To clarify, you're saying that it _might_ be possible to install an optical drive?
Also, would it be possible to change the processor? Would this pose any issues or prove to be problematic?


----------



## Panther063 (Jul 13, 2009)

It might be possible to install a drive, as Dell use a base motherboard across a range of laptops with different options.
the only way to tell is to remove the fascia and see if the connection is inside for the drive to push on to, it will either be a SCSI (not common) or most likely a SATA connection.
Changing a Processor is always a risk you must be willing to take, if you don't have the experience it's best left to a professional, and then there is no guarantee it will be supported by the BIOS.
But as I said, Dell generally use one Motherboard across a range, which includes differing Processors, Ram, Hard Drives, Graphics.....


----------



## OnyxCross (Oct 29, 2011)

Panther063 said:


> It might be possible to install a drive, as Dell use a base motherboard across a range of laptops with different options.
> the only way to tell is to remove the fascia and see if the connection is inside for the drive to push on to, it will either be a SCSI (not common) or most likely a SATA connection.
> Changing a Processor is always a risk you must be willing to take, if you don't have the experience it's best left to a professional, and then there is no guarantee it will be supported by the BIOS.
> But as I said, Dell generally use one Motherboard across a range, which includes differing Processors, Ram, Hard Drives, Graphics.....
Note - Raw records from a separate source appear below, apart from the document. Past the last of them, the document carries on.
PR #2612, opened 2022-03-12
more package size reduction and list exclusions in seperate file

Simon-Laux:
- move exclude list to extra file and reorder it
- exclude even more


Simon-Laux:
just tried the appimage it still works, so can be merged

PR #2615, opened 2022-03-12
fix two different about dialogs on macOS

### LINKED ISSUE #2280: two different "about dialogs"
on mac, there are two menu entries named "About Delta Chat", each opening different dialogs.

the one is in the "Delta Chat" menu, the other in the "Help" menu:

 

Screen Shot 2021-06-02 at 16 47 31

i think, this is a bit confusing, esp. when guiding users to some debug information. also, it looks weird :)

i think, in general, it is okayish to keep both entries, however, they should open the same dialog.

i assume there is some hook in electron, handling this special "Delta Chat / About Delta Chat" entry.

Simon-Laux:
closes #2280

for now don't remove the menu item from help, because that way its easier for us to point users to it.
when it is in the same place on all 3 platforms.﻿


Jikstra (approved):

r10s:
> for now don't remove the menu item from help

yip, that is perfectly fine, having two options to do the same thing is fine.

Issue #2257, opened 2021-05-21
MacOS: open deltachat from uri doesn't detect the uri


Simon-Laux:
This affects both `mailto` and `OPENPGP4FPR` they are correctly detected/handled once deltachat is opened.

r10s:
i just tested with 1.20.2, `openpgp4fpr` opens Delta Chat whether it is already running or not, that is great!

however, once started, the secure-join-protocol is not started, it should basiccally do the same as if a qr-code with the content was scanned, so ask the user and pass the qr-code to dc_join_securejoin().

the goal is that snippets as the following work:

```
<!DOCTYPE html>
<html>
<head>
</head>
<body>

<a href="OPENPGP4FPR:61D37E30CA7C4630C66D564977FB68391D3B7184#a=tunis4%40testrun.org&n=&i=sp2gRzrr7AA&s=QrDr3ASfZGA">
   <img src="QR code here .." />.
</a>

</body>
</html>

```

r10s:
the same issue is true if Delta Chat is the "Default E-Mail App" on mac os and the uses selectes "Share to Delta Chat" eg. from Safari - if Delta Chat is not yet started, it is started, however the things to be shared are lost.

Simon-Laux:
https://github.com/electron/electron/issues/23852

Simon-Laux:
in GitHub desktop somehow works, it uses electron 17.0.1, so maybe it is fixed in electron 17?

Simon-Laux:
so found out why it did not work: macOS only uses `app.on('open-url')` for this, but the listener needs to be registered early so it can catch the event. we set the listener too late to get the url.

PR #2616, opened 2022-03-13
several fixes to open uri

Simon-Laux:
- closes https://github.com/deltachat/deltachat-desktop/issues/2257
- show qr code content if decoding failed:
Bildschirmfoto 2022-03-13 um 01 28 43

- also add a workaround for https://github.com/deltachat/deltachat-core-rust/issues/1969
until core can accept both.

### DIFF
--- a/.gitignore
+++ b/.gitignore
@@ -82,3 +82,4 @@ src/shared/build-info.ts
 # ignore provisioning file
 embedded.provisionprofile
 
+stub.js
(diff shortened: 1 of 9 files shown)


.gitignore
```diff
@@ -82,3 +82,4 @@ src/shared/build-info.ts
 # ignore provisioning file
 embedded.provisionprofile
 
+stub.js
```
Simon-Laux, line 85: this is a file I needed for local testing on Mac (to skip the signing step)

PR #2622, opened 2022-03-14
fix debouncing of onChatListItemChanged

Simon-Laux:
this reduces unessesary calls to `chatList.getChatListEntryMessageIdForChatId`
also don't fetch the non-existant chatlist item for the trash chat (id 3).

Alright, thank you, hun. I will see what I can do.
If push comes to shove, I may reach out to my brother...He's an IT. I just hate bothering him. :ermm:


----------



## Panther063 (Jul 13, 2009)

The drive bay will most likely contain a blank, such as Dell Inspiron 3521 3K2PG Optical DVD Drive Blank AP0ZK000700 | eBay
and might fit a unit such as Dell Inspiron 15 3521 Tray Load 8X3MD DVD RW UJ8C2 Optical Drive S7 | eBay


----------



## OnyxCross (Oct 29, 2011)

Thanks, again!


----------



## dell3531user (Sep 12, 2014)

Hi OnyxCross,

Have you managed to insert a DVD drive? 
I own the same model and, as far as I could tell from just peeking into the drive bay without completely dissasembling the laptop, there were no SATA connectors visible. I wonder if the motherboard supports another SATA at all or if there are just pins without a connector soldered onto.


----------